Hill logistics center likely to avoid ax
Base closures won't be as drastic as first thought, chief says
WASHINGTON Gen. Gregory Martin chief of the Air Force's logistics, weapons testing, research and repair facilities predicted Wednesday that the new round of base closings won't be as far-reaching as first anticipated.
"My gut tells me that it will be . . . less turbulent than many people were worried about when this whole process started," said Martin, who heads the Air Force Materiel Command, a sprawling organization based at Wright-Patterson Air Force Base, Ohio. The command employs 85,000 civilian and military workers at bases and installations across the country.
Martin's comments come after Defense Secretary Donald Rumsfeld recently scaled back his previous declaration that as much as 25 percent of domestic military bases could be closed or trimmed in the new round of base closings.
One of the major facilities that fall under Martin's aegis is the Ogden Air Logistics Center at Hill Air Force Base. Others are the Air Force Research Laboratory and Aeronautical Systems Center at Wright-Patterson Air Force Base in Ohio; the Electronic Systems Center at Hanscom AFB, Mass.; and the Air Force Flight Test Center at Edwards AFB, Calif.
The return of thousands of U.S. troops from abroad and the need to house them has caused the Pentagon to revise its estimate of extraneous domestic military facilities, Rumsfeld said last month.

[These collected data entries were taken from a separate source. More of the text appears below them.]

PR #720, opened 2021-06-29
Rename prerenderLinks to customRoutes

marvinhagemeister:
Follow up to #717


rschristian (approved):
Thanks for also fixing up the stuff that I forgot / didn't notice (jsdoc, actual docs, etc.)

The fifth round of base closings in 17 years is under way, with the Pentagon facing a May 16 deadline for publishing its target list of bases to close or trim.

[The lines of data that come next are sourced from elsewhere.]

PR #724, opened 2021-07-01
Add support for passing any file to plugins

### LINKED ISSUE #721: WMR does not support .mdx or .md files
## **Describe the bug**
`.mdx` as well as `.md` files are not being passed to a plugin specifically added in order to handle those file types. As a result, the user gets errors in their browser upon serving those files that have not been processed. 

## **To Reproduce**
```
yarn create wmr xdm-example
yarn add xdm --dev
```

Add an import to `public/index.js`
```js
import Content from './content.mdx';
```

Create `public/content.mdx`
```bash
echo "# Hello World" > public/content.mdx
```

Add XDM Rollup plugin
```js
import xdm from 'xdm/rollup.js';`

    config.plugins.push(xdm());
}
```

Navigate to `node_modules/xdm/lib/integrations/rollup.js` and add at line 32:
```js
console.log('xdm:', path);
```

Then start the dev server. Notice in the logs:
```
xdm: ./style.css
xdm: ./index.js
xdm: ./pages/home/index.js
xdm: ./pages/_404.js
xdm: ./header.js
```

No mention of `content.mdx`, and the browser should print the following error into the console:

```
Loading module from “http://localhost:3000/example.mdx” was blocked because of a disallowed MIME type (“text/mdx”).
```

## **Expected behavior**
MDX files (along with other file types as well) should be passed to plugins that might be used in order to handle those file types.

- Node Version: 14.16.0
- WMR Version: 3.2.0

## **Additional context**
I'll certainly look into it, but there's areas of WMR that I still haven't even glanced at, so not sure how far I'll get.

marvinhagemeister:
This PR adds support for passing any file forward to plugins. This allows plugins to intercept all kinds of files. The only exception to that are html files for now.

Fixes #721 .

### DIFF
--- a/packages/wmr/src/wmr-middleware.js
+++ b/packages/wmr/src/wmr-middleware.js
@@ -1,4 +1,4 @@
-import { resolve, dirname, relative, sep, posix, isAbsolute, normalize, basename } from 'path';
+import { resolve, dirname, relative, sep, posix, isAbsolute, normalize, basename, extname } from 'path';
 import { promises as fs, createReadStream } from 'fs';
 import * as kl from 'kolorist';
 import { getWmrClient } from './plugins/wmr/plugin.js';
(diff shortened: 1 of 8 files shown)


packages/wmr/src/wmr-middleware.js
```diff
@@ -284,7 +284,14 @@ export default function wmrMiddleware(options) {
...
 			cacheKey += '?asset';
 			transform = TRANSFORMS.asset;
-		} else if (prefix || hasIdPrefix || isModule || /\.([mc]js|[tj]sx?)$/.test(file) || /\.(css|s[ac]ss)$/.test(file)) {
+		} else if (
+			prefix ||
+			hasIdPrefix ||
+			isModule ||
+			/\.([mc]js|[tj]sx?)$/.test(file) ||
+			/\.(css|s[ac]ss)$/.test(file) ||
+			(extname(file) !== '' && extname(file) !== 'html' && !/favicon\.ico$/.test(file))
```
developit, line 293: I'm thinking maybe it would make sense to only intercept imports here? `import './foo.md'` is transformed to `import './foo.md?module'` and can be intercepted by plugins, but `fetch('/foo.md')` remains a simple static file.

```suggestion
			(isModule && extname(file) !== '' && extname(file) !== 'html' && !/favicon\.ico$/.test(file))
```

marvinhagemeister: The `isModule` check is already present a few lines above, but your snippet gave me an idea. With the recent commits we now append `?module` after transforming the `.js` files, similar to how we handle style imports.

Then, over the succeeding 3 1/2 months, an independent nine-member commission will review those recommendations and publish the final base closing hit list by Sept. 8. The list will then be reviewed by President Bush and by Congress. The entire process should be done by November.
Past commissions have approved some 80 percent to 85 percent of the Pentagon's recommendations.
The individual armed forces have been providing Rumsfeld's office with reams of data justifying their military facilities.
Martin said there was not much fat to cut in the Air Force Materiel Command. "A lot of the work has already been done in previous BRACs," he told reporters, using the acronym for base realignment and closure commission.